Iterating all map elements is a slow operation anyway.

> > Instead of call_rcu in qp_trie_branch_free (which will work only for
> > regular progs and have high overhead as demonstrated by mem_alloc patches)
> > the qp-trie freeing logic can scrub that element, so it's ready to be
> > reused as another struct qp_trie_branch.
> > I guess I'm missing how rcu protects this internal data structures of qp-trie.
> > The rcu_read_lock of regular bpf prog helps to stay lock-less during lookup?
> > Is that it?
> Yes. The update is made atomic by copying the parent branch node to a new branch
> node and replacing the pointer to the parent branch node by the new branch node,
> so the lookup procedure either find the old branch node or the new branch node.
> > So to make qp-trie work in sleepable progs the algo would need to
> > be changed to do both call_rcu and call_rcu_task_trace everywhere
> > to protect these inner structs?
> > call_rcu_task_trace can take long time. So qp_trie_branch-s may linger
> > around. So quick update/delete (in sleepable with call_rcu_task_trace)
> > may very well exhaust memory. With bpf_mem_alloc we don't have this issue
> > since rcu_task_trace gp is observed only when freeing into global mem pool.
> > Say qp-trie just uses bpf_mem_alloc for qp_trie_branch.
> > What is the worst that can happen? qp_trie_lookup_elem will go into wrong
> > path, but won't crash, right? Can we do hlist_nulls trick to address that?
> > In other words bpf_mem_alloc reuse behavior is pretty much SLAB_TYPESAFE_BY_RCU.
> > Many kernel data structures know how to deal with such object reuse.
> > We can have a private bpf_mem_alloc here for qp_trie_branch-s only and
> > construct a logic in a way that obj reuse is not problematic.
> As said above, qp_trie_lookup_elem may be OK with SLAB_TYPESAFE_BY_RCU. But I
> don't know how to do it for get_next_key because the iteration result needs to
> be ordered and can not skip existed elements before the iterations begins.

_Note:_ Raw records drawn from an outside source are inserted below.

PR #5574, opened 2024-04-21
When a `#[gpu_test]` test fails, print its source location.

jimblandy:
Use `std::panic::Location` to record the source location of each `#[gpu_test]` test, and if it fails, include that in the error output. This is not essential, but it should make working with failures a bit more comfortable.

### DIFF
--- a/tests/src/config.rs
+++ b/tests/src/config.rs
@@ -1,4 +1,4 @@
-use std::{future::Future, pin::Pin, sync::Arc};
+use std::{future::Future, panic::Location, pin::Pin, sync::Arc};
 
 use crate::{TestParameters, TestingContext};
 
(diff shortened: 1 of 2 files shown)


tests/src/config.rs
```diff
@@ -26,14 +26,17 @@ cfg_if::cfg_if! {
 #[derive(Clone)]
 pub struct GpuTestConfiguration {
     pub(crate) name: String,
+    pub(crate) location: &'static std::panic::Location<'static>,
```
cwfitzgerald: Could we import this?

tests/src/run.rs
```diff
@@ -116,7 +116,7 @@ pub async fn execute_test(
 
     // The call to matches_failure will log.
     if expectations_match_failures(&test_info.failures, failures) == ExpectationMatchResult::Panic {
-        panic!();
+        panic!("{}: test {:?} did not behave as expected", config.location, config.name);
```
cwfitzgerald: Needs a format

cwfitzgerald (approved):
Good after nits

PR #5570, opened 2024-04-20
Remove lifetime constraints from `wgpu::ComputePass` methods

Wumpf:
**Connections**
* Follow-up & based on #5432
     * ⚠️ Will rebase once #5432 lands as this contains all the changes again.
* Important puzzle piece of #1453

Part of a series towards lifetime removal on compute passes:
* #5409
* #5432
* ➡️ #5570
* #5575
* #5620
* #5671

**Description**
**Removes the need for lifetime dependency on any resource passed into a ComputePass.**
Lifetime constraints to the originating encoder & queries used during creation still apply for the moment (to be addressed in a follow-up.

Directly builds on #5432 by moving the creation of `ArcComputeCommand` into compute pass methods.

To accomplish this I had to add a HalApi generic dependency on `ComputePass`. Since I didn't want to introduce a new object to the id/objecttracking system, I instead decided to create a `DynComputePass` on `wgpu/wgpu_core.rs` side. Hopefully we can simplify this as part of the generic refactor (#5124). Note that the new lifetime dependency made boxing of the wgpu-core compute pass is unavoidable at this point and `DynComputePass` allows us to merge the otherwise required `gfx_select` & type cast into a single trait/virtual call.
An alternative I expolored was to do the type erasure internally on `BasePass<ArcComputeCommand<A>>` but I found this quite unwieldy, also this wouldn't cover timestamp writes which are intentionally left unaddressed in this PR.

**Testing**
Added a new test that ensures that resources passed into a ComputePass can be dropped before executing the compute pass.
Proved that the test would crash before these changes and passes with them.

**Checklist**

- [x] Run `cargo fmt`.
- [x] Run `cargo clippy`. If applicable, add:
  - [x] `--target wasm32-unknown-unknown`
  - [ ] `--target wasm32-unknown-emscripten`
- [x] Run `cargo xtask test` to run tests.
- [x] Add change to `CHANGELOG.md`. See simple instructions inside file.

PR #5575, opened 2024-04-21
Make compute pass end consume the pass

Wumpf:
**Connections**
* Follow-up & based on #5570
     * ⚠️ Will rebase once #5570lands as this contains all the changes again.
* Puzzle piece, or rather "convenience refactor" on the way to #1453

* #5409
* #5432
* #5570
* ➡️ #5575
* #5620
* #5671

**Description**

* **avoid copies on compute pass end:**
   Some work in #5432 highlighted that a compute pass (render pass as well, but let's ignore this for now) isn't fully consumed during pass ending which means we have to do a couple of copies despite the fact that a pass can not be consumed twice.
* **error on ending compute pass twice:**
Any operation on an ended compute pass now causes an validation error (as it should per spec!). As expected this allows to remove a few copies (including needless reference count increment + decrement!). Naturally, this means now that *all* operations on the compute pass are failable
* **rename run to end, make end operation part of compute pass:**
Previously, ending a pass was seen as an operation on the command encoder across the api/crate layers. Now it is part of the render/compute pass in accordance with the WebGPU spec. This is relatively minor but also comes with an error check.
* **improve error handling:**
Compute pass errors make now use of its label

**Testing**
Existing tests still pass, should be enough for this one.

**Checklist**

- [x] Run `cargo fmt`.

### DIFF
--- a/wgpu-core/src/command/compute.rs
+++ b/wgpu-core/src/command/compute.rs
@@ -65,6 +65,10 @@ impl<A: HalApi> ComputePass<A> {
         self.parent_id
     }
 
+    pub fn label(&self) -> Option<&str> {
+        self.base.as_ref().and_then(|base| base.label.as_deref())
+    }
+
     fn base_mut<'a>(
         &'a mut self,
         scope: PassErrorScope,
--- a/wgpu-core/src/command/compute.rs
+++ b/wgpu-core/src/command/compute.rs
@@ -161,6 +161,12 @@ pub enum ComputePassErrorInner {
     Bind(#[from] BindError),
     #[error(transparent)]
     PushConstants(#[from] PushConstantUploadError),
+    #[error("Push constant offset must be aligned to 4 bytes")]
+    PushConstantOffsetAlignment,
+    #[error("Push constant size must be aligned to 4 bytes")]
+    PushConstantSizeAlignment,
+    #[error("Ran out of push constant space. Don't set 4gb of push constants per ComputePass.")]
+    PushConstantOutOfMemory,
     #[error(transparent)]
     QueryUse(#[from] QueryUseError),
     #[error(transparent)]
@@ -930,19 +936,19 @@ impl Global {
         let scope = PassErrorScope::SetPushConstant;
         let base = pass.base_mut(scope)?;
 
-        assert_eq!(
-            offset & (wgt::PUSH_CONSTANT_ALIGNMENT - 1),
-            0,
-            "Push constant offset must be aligned to 4 bytes."
-        );
-        assert_eq!(
-            data.len() as u32 & (wgt::PUSH_CONSTANT_ALIGNMENT - 1),
-            0,
-            "Push constant size must be aligned to 4 bytes."
-        );
-        let value_offset = base.push_constant_data.len().try_into().expect(
-            "Ran out of push constant space. Don't set 4gb of push constants per ComputePass.",
-        ); // TODO: make this an error that can be handled
+        if offset & (wgt::PUSH_CONSTANT_ALIGNMENT - 1) != 0 {
+            return Err(ComputePassErrorInner::PushConstantOffsetAlignment).map_pass_err(scope);
+        }
+
+        if data.len() as u32 & (wgt::PUSH_CONSTANT_ALIGNMENT - 1) != 0 {
+            return Err(ComputePassErrorInner::PushConstantSizeAlignment).map_pass_err(scope);
+        }
+        let value_offset = base
+            .push_constant_data
+            .len()
+            .try_into()
+            .map_err(|_| ComputePassErrorInner::PushConstantOutOfMemory)
+            .map_pass_err(scope)?;
 
         base.push_constant_data.extend(
             data.chunks_exact(wgt::PUSH_CONSTANT_ALIGNMENT as usize)
--- a/wgpu-core/src/command/compute.rs
+++ b/wgpu-core/src/command/compute.rs
@@ -279,11 +279,11 @@ impl Global {
         Box::new(ComputePass::<A>::new(parent_id, desc))
     }
 
-    pub fn command_encoder_run_compute_pass<A: HalApi>(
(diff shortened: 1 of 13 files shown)


wgpu-core/src/command/render.rs
```diff
@@ -247,10 +247,16 @@ impl RenderPass {
         }
     }
 
+    #[inline]
```
ErichDonGubler, line 250: question(non-blocking): Why add `#[inline]` here? Was it necessary to maintain some performance characteristic alongside these other changes?

wgpu-core/src/command/render.rs
```diff
@@ -1303,13 +1309,9 @@ impl<'a, 'd, A: HalApi> RenderPassInfo<'a, 'd, A> {
...
 
 impl Global {
-    pub fn command_encoder_run_render_pass<A: HalApi>(
-        &self,
-        encoder_id: id::CommandEncoderId,
-        pass: &RenderPass,
-    ) -> Result<(), RenderPassError> {
-        self.command_encoder_run_render_pass_impl::<A>(
-            encoder_id,
+    pub fn render_pass_end<A: HalApi>(&self, pass: &RenderPass) -> Result<(), RenderPassError> {
```
ErichDonGubler, line 1312: nitpick: Your commit subject for using labeled errors for render passes:

```
use handle_error_no_label instead of handle_error for render_pass_end
```

…seems backwards. That is, you are replacing `handle_error_no_label` with `handle_error`, not the other way around.

wgpu/src/backend/wgpu_core.rs
```diff
@@ -2361,7 +2336,13 @@ impl crate::Context for ContextWgpuCore {
...
             .set_bind_group(&self.0, index, *bind_group, offsets)
         {
-            self.handle_error_nolabel(&pass_data.error_sink, cause, "ComputePass::set_bind_group");
+            self.handle_error(
+                &pass_data.error_sink,
+                cause,
+                LABEL,
+                pass_data.pass.label(),
+                "ComputePass::set_bind_group",
+            );
```
ErichDonGubler, line 2397: praise: This is a nice win, getting labels into these errors (finally). I think we might already have been hurt by this in Firefox debugging. 😅

wgpu-core/src/command/compute.rs
```diff
@@ -429,7 +457,7 @@ impl Global {
             .flags
             .contains(wgt::InstanceFlags::DISCARD_HAL_LABELS);
         let hal_desc = hal::ComputePassDescriptor {
-            label: hal_label(base.label, self.instance.flags),
+            label: hal_label(base.label.as_deref(), self.instance.flags),
```
ErichDonGubler, line 460: nitpick: You introduced `….as_ref().map(|s| s.as_str())` in 2d1239a2e, then changed it to `….as_deref()` in 6fe51ff22. It took me a hot second to figure out if this was intentional or not. 😅

I've consolidated both changes into the commit introducing this code in the first place. No action needed here.

wgpu-core/src/command/compute.rs
```diff
@@ -897,33 +932,36 @@ impl Global {
...
-            "Push constant offset must be aligned to 4 bytes."
-        );
-        assert_eq!(
-            data.len() as u32 & (wgt::PUSH_CONSTANT_ALIGNMENT - 1),
-            0,
-            "Push constant size must be aligned to 4 bytes."
-        );
-        let value_offset = pass.base.push_constant_data.len().try_into().expect(
-            "Ran out of push constant space. Don't set 4gb of push constants per ComputePass.",
-        ); // TODO: make this an error that can be handled
```
ErichDonGubler, line 913: nitpick: I've moved the conversion of these panicking cases into errors as their own separate commit (see ecd969969). 

No action needed here.

ErichDonGubler (approved):
praise: These changes make sense to me. Glad to see them!

nitpick: I've taken the liberty of modifying history a bit here, so review is easier and that we might reasonably consider rebasing instead of squashing. I've made individual conversations where it made sense. For general changes, I've folded the following commits into parents: d781e30, e07ba12, 6315094

wgpu-core/src/command/render.rs
ErichDonGubler: I've edited history myself to remedy this. No action needed!

ErichDonGubler:
I'll leave this PR un-merged for now, not because I'm not confident it'll land as-is, but because I want to give @Wumpf a chance to look over changes I've made to this PR's history before they enter mainline.

Wumpf:
@ErichDonGubler thanks for the review!

ah apologies I didn't pay all that much attention to the history on this PR. Due to how I kept stacking changes and created cutoff points for reviewable pieces I didn't maintain a all too straight history line there. I'll make sure the commits make a little bit more sense for putting the next of the series out of Draft.
I appreciate your efforts of cleaning it up, but now that you already went through the pain of puzzling it together it's pretty much in vain since we squash on merge 🤷

ErichDonGubler:
@Wumpf: I don't feel like my time was wasted, since I felt that modifying the history was important for me developing understanding sufficient to sign off on the review. No worries! 😊

Nice history is nice tho. I have found it tends to speed everybody up at the review stage, so I look forward to the next steps.

wgpu-core/src/command/render.rs
Wumpf: admittedly didn't do any profiling at all here, more of a habit for these trivial getters so that I don't have to rely on link time optimizations and I did the same to the one on `ComputePass`, so I just ensured symmetry here

Wumpf: I figure since you wrote non-blocking I'll leave it be. It's borders on a style decision here since I have no proof for it having any direct value. I have a leaning towards this, seeing it as good practice as described here
https://matklad.github.io/2021/07/09/inline-in-rust.html#Inlining-in-Practice
> when building libraries, proactively add #[inline] to small non-generic function

but no strong opinion otherwise until I have actual proof for this to have any actual effect

PR #5590, opened 2024-04-23
[spv-out] Move `request_type_capabilities` outside of `LocalType` lookup

### LINKED ISSUE #5569: Atomics and Scalars are collapsed to the same LocalType
Atomics and Scalars are collapsed to the same LocalType
https://github.com/gfx-rs/wgpu/blob/trunk/naga/src/back/spv/mod.rs#L360
Type capability requests are based on TypeInner
https://github.com/gfx-rs/wgpu/blob/trunk/naga/src/back/spv/writer.rs#L835
But deduplicated by LocalType
https://github.com/gfx-rs/wgpu/blob/trunk/naga/src/back/spv/writer.rs#L977

This means if an `atomic<u64>` is seen after `u64`, then the necessary `Int64Atomics` capability doesn't get requested.

`LocalType` should represent Atomic and non-Atomic types with distinct values, but I'm not sure how. Do we want a `atomic: bool` or an `Atomic {}` variant?

atlv24:
**Connections**
Fixes #5569
Unblocks #5383

**Description**
Avoids incorrect caching as per #5569

**Testing**
Existing tests

**Checklist**

- [x] Run `cargo fmt`.

### DIFF
--- a/naga/src/back/spv/writer.rs
+++ b/naga/src/back/spv/writer.rs
@@ -970,13 +970,12 @@ impl Writer {
         handle: Handle<crate::Type>,
     ) -> Result<Word, Error> {
         let ty = &arena[handle];
+        // If it's a type that needs SPIR-V capabilities, request them now.
+        // This needs to happen regardless of the LocalType lookup succeeding,
+        // because some types which map to the same LocalType have different
+        // capability requirements. See https://github.com/gfx-rs/wgpu/issues/5569
+        self.request_type_capabilities(&ty.inner)?;
         let id = if let Some(local) = make_local(&ty.inner) {
-            // If it's a type that needs SPIR-V capabilities, request them now.
-            // This needs to happen regardless of the LocalType lookup succeeding,
-            // because some types which map to the same LocalType have different
-            // capability requirements. See https://github.com/gfx-rs/wgpu/issues/5569
-            self.request_type_capabilities(&ty.inner)?;
-
             // This type can be represented as a `LocalType`, so check if we've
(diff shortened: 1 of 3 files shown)


naga/src/back/spv/writer.rs
```diff
@@ -971,6 +971,12 @@ impl Writer {
     ) -> Result<Word, Error> {
         let ty = &arena[handle];
         let id = if let Some(local) = make_local(&ty.inner) {
+            // If it's a type that needs SPIR-V capabilities, request them now.
+            // This needs to happen regardless of the LocalType lookup succeeding,
+            // because some types which map to the same LocalType have different
+            // capability requirements. See https://github.com/gfx-rs/wgpu/issues/5569
+            self.request_type_capabilities(&ty.inner)?;
+
```
teoxoy:
```suggestion
        // If it's a type that needs SPIR-V capabilities, request them now.
        // This needs to happen regardless of the LocalType lookup succeeding,
        // because some types which map to the same LocalType have different
        // capability requirements. See https://github.com/gfx-rs/wgpu/issues/5569
        self.request_type_capabilities(&ty.inner)?;
        let id = if let Some(local) = make_local(&ty.inner) {
```

I feel like we should take this out of the `if` as well in case we need to request capabilities for non local types.

teoxoy: I can apply the suggestion and merge this if there are no concerns with it.

teoxoy (approved):
Thanks!

PR #5595, opened 2024-04-24
Clean up weak references to texture views and bind groups

xiaopengli89:
**Description**

Cleanup weak references to texture views and bind groups to prevent leak.

image

**Checklist**

- [x] Run `cargo fmt`.

### DIFF
--- a/wgpu-core/src/device/life.rs
+++ b/wgpu-core/src/device/life.rs
@@ -578,12 +578,15 @@ impl<A: HalApi> LifetimeTracker<A> {
     fn triage_suspected_texture_views(&mut self, trackers: &Mutex<Tracker<A>>) -> &mut Self {
         let mut trackers = trackers.lock();
         let resource_map = &mut self.suspected_resources.texture_views;
-        Self::triage_resources(
+        let removed_views = Self::triage_resources(
             resource_map,
             self.active.as_mut_slice(),
             &mut trackers.views,
             |maps| &mut maps.texture_views,
         );
+        for v in removed_views {
+            v.parent.views.lock().retain(|weak| weak.strong_count() > 0);
+        }
         self
     }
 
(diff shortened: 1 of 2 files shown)


cwfitzgerald:
Tagging jimb on this as he's most aware of the lifetime management in wgpu-core

wgpu-core/src/device/life.rs
```diff
@@ -545,13 +545,17 @@ impl<A: HalApi> LifetimeTracker<A> {
             &mut trackers.bind_groups,
             |maps| &mut maps.bind_groups,
         );
+        let mut used_buffers = vec![];
+        let mut used_textures = vec![];
```
jimblandy: I understand that you're holding these until we're done draining `removed_resource` because you need the strong references in the bind group to go away, to make the `strong_count` check more obviously correct.

But we're already sticking all these buffers and textures in their respective `suspected_resources` tables, which we're guaranteed to scan anyway from the following calls in `triage_suspected`. It would be neater to run the `retain` on the buffers' and textures' backlinks from `triage_suspected_buffers` and `triage_suspected_textures`.

Doing it there would have the added benefit that, if there are several bind groups / texture views freed at once, then we can clear out all their `Weak` pointers in a single pass, rather than making a separate pass over the backlinks for each target.

jimblandy (changes requested):
Thank you for tracking this down! Forgetting to ever actually trim those vectors was sloppy. I really hate backlinks like that, because they always seem to run into problems like this.

However, I think we can do a bit better.

jimblandy:
@xiaopengli89 I've pushed a commit that makes the change I suggested. Could you look it over and see if it seems okay, and verify that it does fix the leak?

xiaopengli89:
> @xiaopengli89 I've pushed a commit that makes the change I suggested. Could you look it over and see if it seems okay, and verify that it does fix the leak?

@jimblandy LGTM.

jimblandy (approved):

xiaopengli89:
@jimblandy Sorry, we cannot use the change because `suspected_resources` only contains resources whose user handle has died.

imo it's fine to spin_lock in get_next_key.
We should measure the lock overhead in lookup. It might be acceptable too.

> If removing immediate reuse from bpf_mem_alloc, beside the may-decreased
> performance, is there any reason we can not do that ?

What do you mean?
Always do call_rcu + call_rcu_tasks_trace for every bpf_mem_free ?
As I said above:
" call_rcu_task_trace can take long time. So qp_trie_branch-s may linger
  around. So quick update/delete (in sleepable with call_rcu_task_trace)
  may very well exhaust memory.
"
As an exercise try samples/bpf/map_perf_test on non-prealloc hashmap
before mem_alloc conversion. Just regular call_rcu consumes 100% of all cpus.
With call_rcu_tasks_trace it's worse. It cannot sustain such flood.